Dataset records
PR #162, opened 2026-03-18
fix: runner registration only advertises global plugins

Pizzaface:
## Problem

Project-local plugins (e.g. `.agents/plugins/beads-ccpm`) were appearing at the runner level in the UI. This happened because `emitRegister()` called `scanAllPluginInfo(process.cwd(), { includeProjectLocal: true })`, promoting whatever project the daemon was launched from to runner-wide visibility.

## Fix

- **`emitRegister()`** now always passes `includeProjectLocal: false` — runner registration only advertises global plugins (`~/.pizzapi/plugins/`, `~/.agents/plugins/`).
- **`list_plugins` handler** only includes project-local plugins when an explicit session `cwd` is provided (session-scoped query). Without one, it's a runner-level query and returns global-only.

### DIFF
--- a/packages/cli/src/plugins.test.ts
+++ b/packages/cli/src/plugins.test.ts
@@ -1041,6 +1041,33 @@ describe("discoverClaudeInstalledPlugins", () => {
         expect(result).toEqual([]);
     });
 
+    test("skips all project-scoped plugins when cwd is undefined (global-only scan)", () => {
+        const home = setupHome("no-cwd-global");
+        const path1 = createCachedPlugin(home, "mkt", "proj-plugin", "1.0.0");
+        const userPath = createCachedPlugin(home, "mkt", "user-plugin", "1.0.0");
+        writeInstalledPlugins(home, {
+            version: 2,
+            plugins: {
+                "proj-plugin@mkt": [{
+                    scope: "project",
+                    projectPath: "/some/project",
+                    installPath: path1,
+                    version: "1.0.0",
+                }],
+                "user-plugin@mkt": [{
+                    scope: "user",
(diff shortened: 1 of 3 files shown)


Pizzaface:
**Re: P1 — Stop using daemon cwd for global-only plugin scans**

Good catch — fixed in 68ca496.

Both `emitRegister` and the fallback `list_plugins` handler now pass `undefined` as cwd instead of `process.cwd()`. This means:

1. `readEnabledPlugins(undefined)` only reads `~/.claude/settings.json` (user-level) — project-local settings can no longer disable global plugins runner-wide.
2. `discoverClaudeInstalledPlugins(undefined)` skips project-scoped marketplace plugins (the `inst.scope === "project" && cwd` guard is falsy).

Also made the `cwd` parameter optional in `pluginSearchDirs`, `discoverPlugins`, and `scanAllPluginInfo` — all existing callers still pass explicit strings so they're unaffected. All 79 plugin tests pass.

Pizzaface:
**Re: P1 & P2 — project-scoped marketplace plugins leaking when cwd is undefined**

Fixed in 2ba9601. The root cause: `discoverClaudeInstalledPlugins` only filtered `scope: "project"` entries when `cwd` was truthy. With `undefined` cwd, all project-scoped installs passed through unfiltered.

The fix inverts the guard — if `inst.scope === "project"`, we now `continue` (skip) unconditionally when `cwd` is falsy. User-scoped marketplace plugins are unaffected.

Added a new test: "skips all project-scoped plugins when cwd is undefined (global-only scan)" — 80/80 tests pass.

--

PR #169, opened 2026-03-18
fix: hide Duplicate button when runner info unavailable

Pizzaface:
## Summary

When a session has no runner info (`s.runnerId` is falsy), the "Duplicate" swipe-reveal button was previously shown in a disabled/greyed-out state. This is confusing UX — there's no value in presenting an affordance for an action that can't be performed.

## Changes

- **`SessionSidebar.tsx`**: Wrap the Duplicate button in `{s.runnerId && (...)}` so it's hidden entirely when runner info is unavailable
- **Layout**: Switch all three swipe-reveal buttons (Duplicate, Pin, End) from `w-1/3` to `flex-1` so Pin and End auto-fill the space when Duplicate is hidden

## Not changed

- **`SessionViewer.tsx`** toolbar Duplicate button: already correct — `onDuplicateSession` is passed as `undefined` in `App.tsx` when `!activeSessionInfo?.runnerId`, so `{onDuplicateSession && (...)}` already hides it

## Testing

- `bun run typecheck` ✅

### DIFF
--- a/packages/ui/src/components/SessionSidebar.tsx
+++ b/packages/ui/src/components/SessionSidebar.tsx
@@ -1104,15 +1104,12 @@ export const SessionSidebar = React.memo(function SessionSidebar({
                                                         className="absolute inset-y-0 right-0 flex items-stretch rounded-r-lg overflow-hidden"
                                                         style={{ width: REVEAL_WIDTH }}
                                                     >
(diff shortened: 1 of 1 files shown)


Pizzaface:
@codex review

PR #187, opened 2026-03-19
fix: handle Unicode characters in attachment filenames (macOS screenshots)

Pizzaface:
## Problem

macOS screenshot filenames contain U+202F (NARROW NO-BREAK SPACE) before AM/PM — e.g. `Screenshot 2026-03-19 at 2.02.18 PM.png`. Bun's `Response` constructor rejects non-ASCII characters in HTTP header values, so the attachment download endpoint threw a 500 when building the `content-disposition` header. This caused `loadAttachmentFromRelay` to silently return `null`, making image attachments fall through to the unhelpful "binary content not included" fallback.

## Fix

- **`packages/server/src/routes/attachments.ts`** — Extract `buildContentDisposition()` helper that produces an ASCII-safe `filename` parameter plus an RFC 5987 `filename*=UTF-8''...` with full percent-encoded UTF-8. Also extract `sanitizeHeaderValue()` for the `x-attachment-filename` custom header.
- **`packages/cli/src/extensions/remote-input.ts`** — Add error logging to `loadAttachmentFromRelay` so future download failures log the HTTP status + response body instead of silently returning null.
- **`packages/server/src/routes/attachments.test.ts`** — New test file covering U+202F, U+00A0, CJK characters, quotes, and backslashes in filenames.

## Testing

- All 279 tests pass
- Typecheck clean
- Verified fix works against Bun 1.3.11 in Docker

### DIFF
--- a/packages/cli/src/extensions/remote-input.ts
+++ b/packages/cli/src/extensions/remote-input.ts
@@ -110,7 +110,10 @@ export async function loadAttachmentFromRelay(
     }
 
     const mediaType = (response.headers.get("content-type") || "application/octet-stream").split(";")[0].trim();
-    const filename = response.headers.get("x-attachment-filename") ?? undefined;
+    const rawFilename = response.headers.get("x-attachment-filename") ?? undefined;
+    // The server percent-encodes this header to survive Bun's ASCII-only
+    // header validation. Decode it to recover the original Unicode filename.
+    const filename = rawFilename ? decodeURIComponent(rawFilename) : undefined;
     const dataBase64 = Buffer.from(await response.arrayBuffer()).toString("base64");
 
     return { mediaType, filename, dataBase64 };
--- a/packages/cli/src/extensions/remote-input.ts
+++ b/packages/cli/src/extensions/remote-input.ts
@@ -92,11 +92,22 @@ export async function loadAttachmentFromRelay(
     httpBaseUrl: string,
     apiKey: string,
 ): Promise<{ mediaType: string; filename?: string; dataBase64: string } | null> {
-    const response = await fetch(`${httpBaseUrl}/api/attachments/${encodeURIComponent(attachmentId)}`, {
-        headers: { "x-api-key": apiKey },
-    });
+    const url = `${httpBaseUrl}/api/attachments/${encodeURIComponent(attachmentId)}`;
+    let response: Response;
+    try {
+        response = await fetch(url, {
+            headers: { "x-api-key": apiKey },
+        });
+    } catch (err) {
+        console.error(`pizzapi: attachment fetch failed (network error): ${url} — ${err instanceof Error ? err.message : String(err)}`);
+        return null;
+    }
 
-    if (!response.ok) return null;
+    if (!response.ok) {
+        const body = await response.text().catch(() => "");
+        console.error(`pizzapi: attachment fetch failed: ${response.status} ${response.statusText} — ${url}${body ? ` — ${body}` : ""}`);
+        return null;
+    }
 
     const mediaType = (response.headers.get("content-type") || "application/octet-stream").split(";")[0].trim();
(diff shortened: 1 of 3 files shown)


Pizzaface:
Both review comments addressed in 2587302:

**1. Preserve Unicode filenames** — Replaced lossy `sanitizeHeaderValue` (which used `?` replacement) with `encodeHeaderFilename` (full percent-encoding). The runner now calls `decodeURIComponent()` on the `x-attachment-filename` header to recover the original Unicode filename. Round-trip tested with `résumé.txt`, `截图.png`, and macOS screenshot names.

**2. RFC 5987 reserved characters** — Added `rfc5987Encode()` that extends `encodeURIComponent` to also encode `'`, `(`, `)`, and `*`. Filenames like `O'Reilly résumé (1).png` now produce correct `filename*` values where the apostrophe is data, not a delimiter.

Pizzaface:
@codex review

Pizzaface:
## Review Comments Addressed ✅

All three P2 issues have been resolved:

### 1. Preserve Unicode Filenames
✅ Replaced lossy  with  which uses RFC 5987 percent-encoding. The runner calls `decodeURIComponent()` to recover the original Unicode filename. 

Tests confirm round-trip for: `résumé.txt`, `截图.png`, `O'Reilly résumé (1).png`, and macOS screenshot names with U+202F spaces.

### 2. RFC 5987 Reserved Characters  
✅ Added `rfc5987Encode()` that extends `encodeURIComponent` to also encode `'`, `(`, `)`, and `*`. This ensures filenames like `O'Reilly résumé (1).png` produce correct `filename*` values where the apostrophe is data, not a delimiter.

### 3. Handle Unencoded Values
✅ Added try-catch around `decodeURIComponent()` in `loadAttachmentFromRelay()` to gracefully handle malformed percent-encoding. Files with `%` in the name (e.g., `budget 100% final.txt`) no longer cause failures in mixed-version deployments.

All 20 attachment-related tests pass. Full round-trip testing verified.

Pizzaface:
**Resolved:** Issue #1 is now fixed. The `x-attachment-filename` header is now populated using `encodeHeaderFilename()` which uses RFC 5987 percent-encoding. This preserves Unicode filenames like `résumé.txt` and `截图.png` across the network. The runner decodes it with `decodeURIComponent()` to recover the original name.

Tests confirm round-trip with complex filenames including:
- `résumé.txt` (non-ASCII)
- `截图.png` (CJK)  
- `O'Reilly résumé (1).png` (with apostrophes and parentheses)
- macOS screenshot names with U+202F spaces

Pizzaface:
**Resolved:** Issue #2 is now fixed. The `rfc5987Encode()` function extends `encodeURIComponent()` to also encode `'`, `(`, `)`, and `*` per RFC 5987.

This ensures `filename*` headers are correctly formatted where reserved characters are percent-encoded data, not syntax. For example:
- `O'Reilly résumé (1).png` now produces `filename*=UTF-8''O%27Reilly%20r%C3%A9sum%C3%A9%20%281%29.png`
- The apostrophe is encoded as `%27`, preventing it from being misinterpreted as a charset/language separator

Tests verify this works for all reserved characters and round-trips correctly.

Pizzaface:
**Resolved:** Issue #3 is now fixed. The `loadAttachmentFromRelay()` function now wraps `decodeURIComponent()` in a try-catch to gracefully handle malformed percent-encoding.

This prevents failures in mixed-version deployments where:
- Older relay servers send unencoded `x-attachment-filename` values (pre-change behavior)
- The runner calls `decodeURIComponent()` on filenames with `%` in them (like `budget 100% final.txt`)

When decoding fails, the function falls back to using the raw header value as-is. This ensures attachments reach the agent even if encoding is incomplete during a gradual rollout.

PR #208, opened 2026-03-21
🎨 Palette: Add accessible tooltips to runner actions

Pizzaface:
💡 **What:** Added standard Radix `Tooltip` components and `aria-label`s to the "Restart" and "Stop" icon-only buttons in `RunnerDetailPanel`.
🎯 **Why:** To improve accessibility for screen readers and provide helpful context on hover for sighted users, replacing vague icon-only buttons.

* * *

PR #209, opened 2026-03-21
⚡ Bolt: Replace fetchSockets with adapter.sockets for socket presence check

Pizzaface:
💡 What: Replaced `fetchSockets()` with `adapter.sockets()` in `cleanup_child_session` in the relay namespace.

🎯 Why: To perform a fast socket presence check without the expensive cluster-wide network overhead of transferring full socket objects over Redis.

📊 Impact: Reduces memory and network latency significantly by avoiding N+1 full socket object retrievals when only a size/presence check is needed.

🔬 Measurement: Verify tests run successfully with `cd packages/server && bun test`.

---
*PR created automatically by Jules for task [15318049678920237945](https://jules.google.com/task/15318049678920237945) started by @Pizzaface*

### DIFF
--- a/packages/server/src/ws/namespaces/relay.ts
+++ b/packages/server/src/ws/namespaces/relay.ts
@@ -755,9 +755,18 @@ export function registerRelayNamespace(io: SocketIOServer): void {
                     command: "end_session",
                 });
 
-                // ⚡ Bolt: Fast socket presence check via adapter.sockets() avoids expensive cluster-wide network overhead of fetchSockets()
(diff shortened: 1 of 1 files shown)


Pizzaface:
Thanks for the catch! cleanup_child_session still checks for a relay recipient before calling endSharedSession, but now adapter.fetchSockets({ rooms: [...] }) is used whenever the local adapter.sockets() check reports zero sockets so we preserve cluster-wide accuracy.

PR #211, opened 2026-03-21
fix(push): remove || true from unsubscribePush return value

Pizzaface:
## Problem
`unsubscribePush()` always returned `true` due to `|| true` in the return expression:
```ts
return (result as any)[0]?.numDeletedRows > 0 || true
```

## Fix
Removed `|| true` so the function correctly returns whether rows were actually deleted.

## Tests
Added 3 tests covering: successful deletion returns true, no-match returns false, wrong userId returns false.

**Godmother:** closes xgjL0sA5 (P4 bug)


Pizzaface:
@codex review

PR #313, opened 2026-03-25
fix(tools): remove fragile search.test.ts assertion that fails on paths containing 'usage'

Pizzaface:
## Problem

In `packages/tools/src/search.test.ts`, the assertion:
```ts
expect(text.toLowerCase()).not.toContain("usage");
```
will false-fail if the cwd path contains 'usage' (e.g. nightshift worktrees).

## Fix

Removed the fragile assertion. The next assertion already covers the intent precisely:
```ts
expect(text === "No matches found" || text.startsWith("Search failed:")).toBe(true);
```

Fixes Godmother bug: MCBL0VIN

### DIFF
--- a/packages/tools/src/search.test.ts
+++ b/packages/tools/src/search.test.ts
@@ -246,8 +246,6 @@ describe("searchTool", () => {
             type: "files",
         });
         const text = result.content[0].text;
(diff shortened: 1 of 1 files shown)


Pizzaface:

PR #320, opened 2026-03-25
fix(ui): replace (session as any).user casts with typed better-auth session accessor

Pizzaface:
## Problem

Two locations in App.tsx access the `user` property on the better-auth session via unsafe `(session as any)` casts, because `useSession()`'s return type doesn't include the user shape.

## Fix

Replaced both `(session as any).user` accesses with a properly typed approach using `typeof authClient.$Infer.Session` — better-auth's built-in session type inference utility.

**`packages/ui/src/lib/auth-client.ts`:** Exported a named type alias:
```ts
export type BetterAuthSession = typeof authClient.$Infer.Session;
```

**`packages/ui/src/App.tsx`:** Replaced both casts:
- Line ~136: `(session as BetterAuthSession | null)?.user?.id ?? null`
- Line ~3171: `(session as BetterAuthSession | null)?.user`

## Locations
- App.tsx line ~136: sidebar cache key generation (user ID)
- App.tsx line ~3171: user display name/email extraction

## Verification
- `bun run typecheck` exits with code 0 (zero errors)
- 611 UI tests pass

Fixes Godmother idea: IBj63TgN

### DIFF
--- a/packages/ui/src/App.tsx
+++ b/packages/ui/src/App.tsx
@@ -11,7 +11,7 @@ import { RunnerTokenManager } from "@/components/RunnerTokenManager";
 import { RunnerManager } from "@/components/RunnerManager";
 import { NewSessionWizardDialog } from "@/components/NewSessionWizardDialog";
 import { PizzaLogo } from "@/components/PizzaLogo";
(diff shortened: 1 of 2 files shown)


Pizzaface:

**Task to complete**: State how many lines in the entries hold the word "because", giving the number alone.

**Written answer**: 2